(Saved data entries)
BEGIN

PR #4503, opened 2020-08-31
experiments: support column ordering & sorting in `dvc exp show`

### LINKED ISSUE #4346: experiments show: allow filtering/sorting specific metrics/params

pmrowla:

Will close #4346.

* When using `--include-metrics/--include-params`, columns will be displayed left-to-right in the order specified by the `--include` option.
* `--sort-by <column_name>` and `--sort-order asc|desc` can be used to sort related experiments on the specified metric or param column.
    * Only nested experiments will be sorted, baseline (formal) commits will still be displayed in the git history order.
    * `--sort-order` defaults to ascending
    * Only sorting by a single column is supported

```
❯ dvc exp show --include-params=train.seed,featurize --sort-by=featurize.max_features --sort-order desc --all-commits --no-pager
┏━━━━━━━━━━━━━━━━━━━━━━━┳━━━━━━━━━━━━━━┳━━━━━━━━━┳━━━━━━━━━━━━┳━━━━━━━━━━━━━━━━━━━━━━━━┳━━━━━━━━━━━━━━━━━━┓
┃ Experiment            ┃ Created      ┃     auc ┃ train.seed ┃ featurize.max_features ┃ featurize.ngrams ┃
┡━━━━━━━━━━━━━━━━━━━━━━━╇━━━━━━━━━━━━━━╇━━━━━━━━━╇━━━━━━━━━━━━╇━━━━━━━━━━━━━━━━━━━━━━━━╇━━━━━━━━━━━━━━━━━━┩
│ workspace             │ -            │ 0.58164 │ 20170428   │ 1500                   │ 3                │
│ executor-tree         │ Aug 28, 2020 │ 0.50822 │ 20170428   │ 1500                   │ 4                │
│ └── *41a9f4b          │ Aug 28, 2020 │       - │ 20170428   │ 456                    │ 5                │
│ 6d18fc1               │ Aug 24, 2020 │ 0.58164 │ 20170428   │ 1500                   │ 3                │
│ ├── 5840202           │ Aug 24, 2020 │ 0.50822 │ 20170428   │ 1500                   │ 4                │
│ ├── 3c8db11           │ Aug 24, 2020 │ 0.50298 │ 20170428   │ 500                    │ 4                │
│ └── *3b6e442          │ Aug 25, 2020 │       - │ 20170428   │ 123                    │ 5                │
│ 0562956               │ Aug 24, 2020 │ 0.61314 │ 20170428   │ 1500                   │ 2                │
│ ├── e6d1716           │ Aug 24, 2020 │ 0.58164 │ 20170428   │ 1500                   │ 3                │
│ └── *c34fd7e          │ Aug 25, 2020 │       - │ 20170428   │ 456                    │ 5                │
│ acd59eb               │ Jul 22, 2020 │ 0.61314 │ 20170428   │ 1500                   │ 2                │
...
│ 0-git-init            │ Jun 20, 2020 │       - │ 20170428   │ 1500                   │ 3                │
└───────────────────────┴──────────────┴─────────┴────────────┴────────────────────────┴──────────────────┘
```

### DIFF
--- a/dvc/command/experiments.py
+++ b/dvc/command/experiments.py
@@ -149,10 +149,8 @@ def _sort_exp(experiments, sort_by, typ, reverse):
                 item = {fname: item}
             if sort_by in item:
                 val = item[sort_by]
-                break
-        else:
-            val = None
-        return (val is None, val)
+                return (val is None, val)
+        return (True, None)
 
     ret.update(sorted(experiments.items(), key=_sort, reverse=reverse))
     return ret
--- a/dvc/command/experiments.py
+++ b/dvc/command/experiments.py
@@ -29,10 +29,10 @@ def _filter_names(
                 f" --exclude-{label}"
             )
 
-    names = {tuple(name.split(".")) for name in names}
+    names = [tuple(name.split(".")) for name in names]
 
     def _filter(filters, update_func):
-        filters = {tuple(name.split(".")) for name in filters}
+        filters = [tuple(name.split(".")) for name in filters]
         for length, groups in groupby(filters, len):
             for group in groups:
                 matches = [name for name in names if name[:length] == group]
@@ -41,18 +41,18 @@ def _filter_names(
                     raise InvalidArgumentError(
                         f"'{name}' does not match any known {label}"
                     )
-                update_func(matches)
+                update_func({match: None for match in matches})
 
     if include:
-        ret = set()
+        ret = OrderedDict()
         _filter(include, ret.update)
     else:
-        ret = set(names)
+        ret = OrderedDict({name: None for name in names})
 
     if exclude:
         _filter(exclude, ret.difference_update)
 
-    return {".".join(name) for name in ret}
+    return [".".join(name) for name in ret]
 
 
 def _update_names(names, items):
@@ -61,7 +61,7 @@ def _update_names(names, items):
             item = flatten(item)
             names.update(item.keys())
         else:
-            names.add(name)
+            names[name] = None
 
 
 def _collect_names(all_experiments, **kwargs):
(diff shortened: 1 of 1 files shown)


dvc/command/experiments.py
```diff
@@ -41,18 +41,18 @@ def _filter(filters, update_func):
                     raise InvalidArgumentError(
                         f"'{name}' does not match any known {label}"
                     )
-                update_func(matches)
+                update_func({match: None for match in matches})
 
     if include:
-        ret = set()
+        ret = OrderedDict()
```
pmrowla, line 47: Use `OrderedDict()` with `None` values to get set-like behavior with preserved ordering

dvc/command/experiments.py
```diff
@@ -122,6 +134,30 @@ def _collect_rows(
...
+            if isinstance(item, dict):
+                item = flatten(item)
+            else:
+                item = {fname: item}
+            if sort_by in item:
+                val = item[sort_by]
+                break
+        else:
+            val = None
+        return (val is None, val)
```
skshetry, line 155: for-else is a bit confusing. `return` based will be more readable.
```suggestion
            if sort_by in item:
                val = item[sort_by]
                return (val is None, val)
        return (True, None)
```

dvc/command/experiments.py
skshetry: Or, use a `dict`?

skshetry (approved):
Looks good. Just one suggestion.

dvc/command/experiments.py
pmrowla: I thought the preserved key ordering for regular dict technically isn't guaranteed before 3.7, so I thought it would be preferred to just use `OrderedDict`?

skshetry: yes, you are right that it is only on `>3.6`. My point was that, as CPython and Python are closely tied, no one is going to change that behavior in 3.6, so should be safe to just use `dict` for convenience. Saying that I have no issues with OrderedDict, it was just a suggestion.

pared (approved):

END
BEGIN

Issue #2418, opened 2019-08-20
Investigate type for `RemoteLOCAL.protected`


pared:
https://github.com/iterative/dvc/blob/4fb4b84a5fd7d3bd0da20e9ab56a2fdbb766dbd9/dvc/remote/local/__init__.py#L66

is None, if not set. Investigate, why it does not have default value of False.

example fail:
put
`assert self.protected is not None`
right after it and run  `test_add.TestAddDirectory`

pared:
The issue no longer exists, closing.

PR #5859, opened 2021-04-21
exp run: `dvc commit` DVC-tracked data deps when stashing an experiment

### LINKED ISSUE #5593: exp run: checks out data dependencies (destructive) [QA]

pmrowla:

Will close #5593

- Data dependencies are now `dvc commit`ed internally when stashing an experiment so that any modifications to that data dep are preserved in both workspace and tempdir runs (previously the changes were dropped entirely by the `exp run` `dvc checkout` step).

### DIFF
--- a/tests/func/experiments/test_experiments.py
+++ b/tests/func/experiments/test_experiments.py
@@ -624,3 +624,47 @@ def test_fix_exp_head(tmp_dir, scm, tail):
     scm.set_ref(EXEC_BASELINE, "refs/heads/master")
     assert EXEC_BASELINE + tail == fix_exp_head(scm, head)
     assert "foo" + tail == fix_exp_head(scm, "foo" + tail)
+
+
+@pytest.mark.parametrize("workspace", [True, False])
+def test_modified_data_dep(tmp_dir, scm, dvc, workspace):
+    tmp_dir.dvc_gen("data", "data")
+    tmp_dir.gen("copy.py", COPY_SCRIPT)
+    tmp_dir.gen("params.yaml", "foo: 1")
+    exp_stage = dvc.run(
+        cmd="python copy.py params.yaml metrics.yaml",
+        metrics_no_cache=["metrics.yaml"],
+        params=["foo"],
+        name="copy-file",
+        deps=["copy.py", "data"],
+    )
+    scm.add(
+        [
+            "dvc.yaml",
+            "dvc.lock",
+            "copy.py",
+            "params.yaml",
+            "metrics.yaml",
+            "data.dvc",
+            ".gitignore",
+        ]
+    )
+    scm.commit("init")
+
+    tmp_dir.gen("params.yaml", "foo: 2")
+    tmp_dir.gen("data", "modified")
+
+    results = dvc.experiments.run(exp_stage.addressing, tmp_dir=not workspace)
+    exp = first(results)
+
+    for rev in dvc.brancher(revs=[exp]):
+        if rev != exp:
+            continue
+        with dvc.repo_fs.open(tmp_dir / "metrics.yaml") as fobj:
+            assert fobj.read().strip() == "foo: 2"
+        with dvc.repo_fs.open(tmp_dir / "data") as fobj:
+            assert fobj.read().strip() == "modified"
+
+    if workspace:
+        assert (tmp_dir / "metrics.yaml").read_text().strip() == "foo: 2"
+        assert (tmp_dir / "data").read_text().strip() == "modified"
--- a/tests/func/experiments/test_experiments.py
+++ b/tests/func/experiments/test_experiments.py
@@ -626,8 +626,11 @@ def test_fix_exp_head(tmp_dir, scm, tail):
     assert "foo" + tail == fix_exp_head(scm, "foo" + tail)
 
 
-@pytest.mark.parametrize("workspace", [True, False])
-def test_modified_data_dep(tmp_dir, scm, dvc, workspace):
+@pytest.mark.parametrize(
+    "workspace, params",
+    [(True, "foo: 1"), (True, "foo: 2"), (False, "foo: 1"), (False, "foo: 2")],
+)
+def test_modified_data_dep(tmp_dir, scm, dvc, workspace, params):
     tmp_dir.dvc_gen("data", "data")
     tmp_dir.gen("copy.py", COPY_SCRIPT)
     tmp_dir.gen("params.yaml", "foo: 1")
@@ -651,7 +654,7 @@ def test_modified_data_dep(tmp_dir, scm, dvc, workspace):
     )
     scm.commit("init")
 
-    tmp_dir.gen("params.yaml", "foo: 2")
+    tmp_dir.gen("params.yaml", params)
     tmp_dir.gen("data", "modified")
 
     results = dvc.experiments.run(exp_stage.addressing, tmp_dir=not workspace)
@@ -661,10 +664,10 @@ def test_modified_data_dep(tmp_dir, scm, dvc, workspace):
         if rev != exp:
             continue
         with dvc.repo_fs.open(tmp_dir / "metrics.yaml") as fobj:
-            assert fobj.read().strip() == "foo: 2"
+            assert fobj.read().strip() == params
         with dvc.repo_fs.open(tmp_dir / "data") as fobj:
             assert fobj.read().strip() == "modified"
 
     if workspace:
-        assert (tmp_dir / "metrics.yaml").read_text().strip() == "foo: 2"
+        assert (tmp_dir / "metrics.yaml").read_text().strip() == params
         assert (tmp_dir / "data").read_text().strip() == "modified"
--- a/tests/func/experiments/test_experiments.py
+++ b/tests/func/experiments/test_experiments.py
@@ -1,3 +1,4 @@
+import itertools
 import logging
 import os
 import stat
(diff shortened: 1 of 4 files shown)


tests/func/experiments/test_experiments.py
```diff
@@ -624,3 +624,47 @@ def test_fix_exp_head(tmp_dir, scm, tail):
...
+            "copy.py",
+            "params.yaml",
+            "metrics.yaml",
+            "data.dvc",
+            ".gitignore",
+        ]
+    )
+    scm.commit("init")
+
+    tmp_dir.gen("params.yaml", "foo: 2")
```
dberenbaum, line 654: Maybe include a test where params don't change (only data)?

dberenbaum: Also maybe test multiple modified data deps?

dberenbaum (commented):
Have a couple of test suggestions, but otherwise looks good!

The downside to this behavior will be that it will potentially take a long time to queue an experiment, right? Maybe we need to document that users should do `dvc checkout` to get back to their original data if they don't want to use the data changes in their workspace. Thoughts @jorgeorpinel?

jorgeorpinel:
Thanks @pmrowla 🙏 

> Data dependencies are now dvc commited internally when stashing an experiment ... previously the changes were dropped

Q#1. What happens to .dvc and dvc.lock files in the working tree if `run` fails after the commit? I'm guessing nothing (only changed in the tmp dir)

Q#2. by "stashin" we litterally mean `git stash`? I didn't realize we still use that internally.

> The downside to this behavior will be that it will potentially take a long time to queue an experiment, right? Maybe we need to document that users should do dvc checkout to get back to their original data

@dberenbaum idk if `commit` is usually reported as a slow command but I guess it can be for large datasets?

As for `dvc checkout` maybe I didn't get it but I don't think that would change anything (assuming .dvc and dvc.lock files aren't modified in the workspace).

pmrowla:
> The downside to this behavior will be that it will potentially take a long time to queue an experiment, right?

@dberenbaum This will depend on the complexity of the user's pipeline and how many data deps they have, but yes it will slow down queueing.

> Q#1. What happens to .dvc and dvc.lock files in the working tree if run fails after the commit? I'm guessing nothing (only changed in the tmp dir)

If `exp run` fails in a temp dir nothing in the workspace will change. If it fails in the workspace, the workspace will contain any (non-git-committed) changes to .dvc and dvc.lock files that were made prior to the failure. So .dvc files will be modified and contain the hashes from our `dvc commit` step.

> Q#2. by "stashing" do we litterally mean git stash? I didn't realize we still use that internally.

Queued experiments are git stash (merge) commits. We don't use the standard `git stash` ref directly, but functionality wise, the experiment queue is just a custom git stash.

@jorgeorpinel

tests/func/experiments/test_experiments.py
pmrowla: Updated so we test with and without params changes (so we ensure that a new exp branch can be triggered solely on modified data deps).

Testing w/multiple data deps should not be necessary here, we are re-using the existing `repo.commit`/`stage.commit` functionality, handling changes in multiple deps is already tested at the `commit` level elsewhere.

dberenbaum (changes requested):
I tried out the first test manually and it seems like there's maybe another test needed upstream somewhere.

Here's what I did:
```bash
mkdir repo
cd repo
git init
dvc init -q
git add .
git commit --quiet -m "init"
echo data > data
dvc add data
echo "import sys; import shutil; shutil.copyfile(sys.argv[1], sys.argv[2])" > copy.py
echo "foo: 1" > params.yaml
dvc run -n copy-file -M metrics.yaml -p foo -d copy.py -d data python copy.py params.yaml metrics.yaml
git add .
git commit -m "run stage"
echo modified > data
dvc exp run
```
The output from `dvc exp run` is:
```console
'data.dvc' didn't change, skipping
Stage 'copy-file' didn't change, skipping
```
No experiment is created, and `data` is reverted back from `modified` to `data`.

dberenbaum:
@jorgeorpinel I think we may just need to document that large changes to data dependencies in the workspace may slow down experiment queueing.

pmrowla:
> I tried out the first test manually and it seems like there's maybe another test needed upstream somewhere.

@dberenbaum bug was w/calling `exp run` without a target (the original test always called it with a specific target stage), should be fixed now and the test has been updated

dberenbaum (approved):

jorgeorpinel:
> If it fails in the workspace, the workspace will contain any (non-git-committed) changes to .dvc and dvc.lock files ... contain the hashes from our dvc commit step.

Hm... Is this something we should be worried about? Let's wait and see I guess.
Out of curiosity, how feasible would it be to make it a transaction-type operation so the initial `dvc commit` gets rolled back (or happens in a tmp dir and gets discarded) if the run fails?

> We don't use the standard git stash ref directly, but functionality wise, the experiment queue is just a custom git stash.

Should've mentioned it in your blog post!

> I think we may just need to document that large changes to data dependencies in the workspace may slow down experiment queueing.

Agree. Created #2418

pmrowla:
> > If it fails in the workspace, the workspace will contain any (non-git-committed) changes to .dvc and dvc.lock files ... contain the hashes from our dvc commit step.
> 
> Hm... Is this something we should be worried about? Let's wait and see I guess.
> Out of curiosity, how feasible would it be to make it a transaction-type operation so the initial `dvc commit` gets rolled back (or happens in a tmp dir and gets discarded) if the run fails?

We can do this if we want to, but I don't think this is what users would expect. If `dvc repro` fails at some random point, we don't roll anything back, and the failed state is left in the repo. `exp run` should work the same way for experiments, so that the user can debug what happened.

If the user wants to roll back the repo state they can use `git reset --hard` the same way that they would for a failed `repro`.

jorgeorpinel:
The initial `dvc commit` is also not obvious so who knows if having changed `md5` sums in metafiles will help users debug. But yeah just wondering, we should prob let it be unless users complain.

END

Directions: Would you please filter the lines above and copy every one that includes "after"?

Task result:
right after it and run  `test_add.TestAddDirectory`
Q#1. What happens to .dvc and dvc.lock files in the working tree if `run` fails after the commit? I'm guessing nothing (only changed in the tmp dir)
> Q#1. What happens to .dvc and dvc.lock files in the working tree if run fails after the commit? I'm guessing nothing (only changed in the tmp dir)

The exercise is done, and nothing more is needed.